IDAHO MORTGAGE FRAUDSTER SENTENCED TO 15 MONTHS IN FEDERAL PRISON
FACTS
On July 11, Melody C. Redondo received 15 months in federal prison followed by five years of supervised release for making a false statement to a financial institution. U.S. District Judge B. Lynn Winmill also ordered Redondo to pay $333,403.26 in restitution and perform 80 hours of community service. She had pled guilty to the charge on Feb. 15.
Redondo submitted an application for a $200,000 home equity line of credit from a financial institution. She admitted that she provided false financial information in order to obtain the line of credit. Her husband Paul Redondo pleaded guilty to misdemeanor theft from a financial institution. He was sentenced on May 4 to three years' probation, three months home detention, 80 hours of community service, and ordered to pay $101,459 in restitution. (usatttyid71111)
MORAL
She gets the felony conviction and he gets the misdemeanor. She gets time and he gets to go home. Makes you wonder who the “leader of the band” was.
OREGON MORTGAGE BROKER SENTENCED TO 15 MONTHS IN FEDERAL PRISON FOR MORTGAGE FRAUD
FACTS
On Aug, 2, Del Barber Jr. was sentenced by U.S. District Court Judge Michael R. Hogan to 15 months in prison for mortgage fraud and health care fraud and was ordered to pay over $200,000 in restitution to the victims of his frauds.

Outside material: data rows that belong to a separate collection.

PR #347, opened 2020-10-30
changed geoWithin to nearSphere for sorted nearest events results

### LINKED ISSUE #327: [VMS] `getNearestEventsCardData()` should return events sorted by distance

jade-law:
Closes #327 
Used the same lat, long and radius as the $geoWithin

### DIFF
--- a/server/actions/events.ts
+++ b/server/actions/events.ts
@@ -104,8 +104,12 @@ export async function getNearestEventsCardData({
   const result = await Event.find(
     {
       "address.location": {
-        $geoWithin: {
-          $centerSphere: [[long, lat], NEAREST_EVENTS_RADIUS]
+        $nearSphere: {
+          $geometry: {
+            type: "Point",
+            coordinates: [long, lat]
+          },
+          $maxDistance: NEAREST_EVENTS_RADIUS
         }
       }
     },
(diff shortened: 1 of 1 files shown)


server/actions/events.ts
```diff
@@ -104,8 +104,12 @@ export async function getNearestEventsCardData({
...
     {
       "address.location": {
-        $geoWithin: {
-          $centerSphere: [[long, lat], NEAREST_EVENTS_RADIUS]
+        $nearSphere: {
+          $geometry: {
+            type: "Point",
+            coordinates: [long, lat]
+          },
+          $maxDistance: NEAREST_EVENTS_RADIUS
```
PC98: Could you make sure that `NEAREST_EVENTS_RADIUS` is updated? Right now it's in radians, but `$nearSphere` expects the value to be in meters. Something like:
```javascript
const METERES_IN_A_MILE = 1609.34;
const NEAREST_EVENTS_RADIUS_IN_MILES = 20;
```
and then multiply the two here

PC98 (approved):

In November 2009, Barber and 12 other individuals were indicted on a variety of bank and loan fraud charges arising out of the collapse of Desert Sun Development a company previously headquartered in Bend. Barber, a licensed mortgage broker at the time, and the others charged in the indictments caused financial institutions to lose more than $19 million. On June 15, 2010, Barber pled guilty to conspiracy to commit bank fraud, loan application fraud, and wire fraud. Barber admitted to preparing and submitting a false loan application for a DSD employee trying to buy a DSD-built home. The bank foreclosed on the property because the borrowers were unqualified and failed to make payments. Barber is the first of several defendants who have pled guilty in the DSD-related cases to be sentenced.
While on pretrial release for his mortgage fraud-related charges, Barber committed a new federal offense, health care fraud. According to court documents, Barber, after letting his medical insurance lapse, attempted to fraudulently reinstate his medical insurance by faxing his insurance provider a fraudulent letter and check, claiming that he had made his payments and that his insurance had not lapsed. After his claim for reinstatement was denied, defendant engaged in a pattern of harassment and fraud, including making threatening phone calls and harassing visits to his insurance provider, submitting additional fraudulent documents to his insurance provider, and filing a frivolous lawsuit against his insurance provider in state court. (usattyor8211)
MORAL
I have a friend that likes the expression “felony stupid” which I have adopted. Mr. Barber is on bail for a federal offense and goes out and commits another one while on bail! I would say that is felony stupid.
THE INFORMATION CONTAINED HEREIN IS NOT LEGAL ADVICE.